Task statement
Look through the data below for the line with "PR #1615, opened 2023-10-04" and the line with "Currently when using", then output those two and all lines in between, exactly as written.

Records for this task
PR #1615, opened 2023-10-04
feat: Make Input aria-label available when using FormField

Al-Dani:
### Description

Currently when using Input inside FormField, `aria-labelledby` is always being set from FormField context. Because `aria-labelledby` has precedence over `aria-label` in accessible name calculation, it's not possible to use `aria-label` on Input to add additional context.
...
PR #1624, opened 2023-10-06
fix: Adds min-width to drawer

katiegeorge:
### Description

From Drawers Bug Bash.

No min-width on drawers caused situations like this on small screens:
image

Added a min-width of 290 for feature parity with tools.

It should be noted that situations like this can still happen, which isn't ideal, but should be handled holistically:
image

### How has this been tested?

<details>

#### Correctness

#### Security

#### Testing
--
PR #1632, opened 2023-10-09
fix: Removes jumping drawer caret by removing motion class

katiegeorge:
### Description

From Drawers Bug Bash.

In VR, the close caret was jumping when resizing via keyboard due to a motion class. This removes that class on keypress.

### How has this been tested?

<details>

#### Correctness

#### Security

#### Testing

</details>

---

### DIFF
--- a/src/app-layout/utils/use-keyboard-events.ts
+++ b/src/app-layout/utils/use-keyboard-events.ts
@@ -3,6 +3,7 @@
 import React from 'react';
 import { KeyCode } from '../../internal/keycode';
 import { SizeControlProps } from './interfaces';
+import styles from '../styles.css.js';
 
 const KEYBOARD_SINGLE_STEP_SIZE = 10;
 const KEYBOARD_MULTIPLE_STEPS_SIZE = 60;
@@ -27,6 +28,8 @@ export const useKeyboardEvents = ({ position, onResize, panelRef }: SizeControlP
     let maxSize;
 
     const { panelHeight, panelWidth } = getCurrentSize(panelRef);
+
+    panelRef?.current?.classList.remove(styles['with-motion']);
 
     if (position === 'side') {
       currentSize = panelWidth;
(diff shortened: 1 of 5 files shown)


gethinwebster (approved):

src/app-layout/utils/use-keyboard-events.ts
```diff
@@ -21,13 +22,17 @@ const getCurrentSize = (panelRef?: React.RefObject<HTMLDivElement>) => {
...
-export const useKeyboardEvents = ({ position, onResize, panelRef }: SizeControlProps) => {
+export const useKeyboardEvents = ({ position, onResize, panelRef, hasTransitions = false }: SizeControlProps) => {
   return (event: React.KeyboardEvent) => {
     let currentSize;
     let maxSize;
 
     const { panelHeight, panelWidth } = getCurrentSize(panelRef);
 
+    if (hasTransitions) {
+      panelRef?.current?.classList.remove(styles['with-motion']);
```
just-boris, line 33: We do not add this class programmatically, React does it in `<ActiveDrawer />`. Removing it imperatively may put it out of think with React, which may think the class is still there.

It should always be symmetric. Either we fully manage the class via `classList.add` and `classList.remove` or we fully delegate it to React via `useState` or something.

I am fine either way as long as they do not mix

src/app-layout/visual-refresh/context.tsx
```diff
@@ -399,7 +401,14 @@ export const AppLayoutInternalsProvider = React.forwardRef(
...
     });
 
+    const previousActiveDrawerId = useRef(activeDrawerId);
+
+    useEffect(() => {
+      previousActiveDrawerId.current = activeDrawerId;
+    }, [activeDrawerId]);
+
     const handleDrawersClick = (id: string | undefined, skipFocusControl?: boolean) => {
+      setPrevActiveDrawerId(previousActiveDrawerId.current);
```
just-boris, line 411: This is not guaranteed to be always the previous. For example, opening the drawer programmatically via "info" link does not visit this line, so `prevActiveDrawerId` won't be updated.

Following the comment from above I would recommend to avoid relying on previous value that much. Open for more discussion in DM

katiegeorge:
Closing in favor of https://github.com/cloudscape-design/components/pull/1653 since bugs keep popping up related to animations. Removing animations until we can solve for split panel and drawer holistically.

Solution
PR #1615, opened 2023-10-04
feat: Make Input aria-label available when using FormField

Al-Dani:
### Description

Currently when using Input inside FormField, `aria-labelledby` is always being set from FormField context. Because `aria-labelledby` has precedence over `aria-label` in accessible name calculation, it's not possible to use `aria-label` on Input to add additional context.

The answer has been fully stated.